In the 2019 Estonian parliamentary election, Karuse campaigned in electoral district no. 11 (Võru, Valga and Põlva counties) and achieved the 5th best result in the district with 1,665 votes, but was not elected. Only Tarmo Tamm (2,824 votes) from the Centre Party received more votes in this district. Valid votes were cast by 43,090 persons, and the simple quota, or individual mandate, was 5,386 votes. Uno Kaskpeit, representing the Conservative People's Party of Estonia (EKRE) received the best result in the district with 3,802 votes.

From September 2019 to 13 March 2020, she was an adviser to the Riigikogu Centre Party faction. On 13 March 2020, she retired the position as the Valga Parish council elected her as Valga Parish mayor.
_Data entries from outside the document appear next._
PR #1027, opened 2020-09-11
Damage: allow placeables to trigger damage script

weavejester:
This is useful for making placeables that react to certain damage types. For example, barrels that explode when hit with fire or electricity.


Daztek:
Should probably make a note about it in the changelog :D

weavejester:
Agh, I always forget that. Hang on...

weavejester:
Updated the changelog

She campaigned for election in Riigikogu electoral district no. 11 (Võru, Valga and Põlva counties) in the 2023 Estonian parliamentary election and was elected to the XV Riigikogu with 1,677 votes.

On 23 March 2023, Karuse's father, Allain Karuse, was convicted in Tartu County Court of offenses against freedom of election during the 2021 Estonian municipal elections and the illegal handling of liquid fuels for which an aggregate punishment of €12,450 was ordered by the court. Karuse was found guilty of swaying ten persons to vote for either himself or Ester Karuse at the 2021 local government council elections in Valga. In exchange, he promised two persons small amounts of free diesel fuel. One person was offered at least €20 in cash for voting for himself or Ester Karuse. Ester Karuse was not implicated in any wrongdoing.

On 5 January 2024, Karuse and three other members (Tanel Kiik, Jaak Aab and Andre Hanimägi) of the 15th Riigikogu announced their departure from the Centre Party and joined the Estonian Social Democratic Party.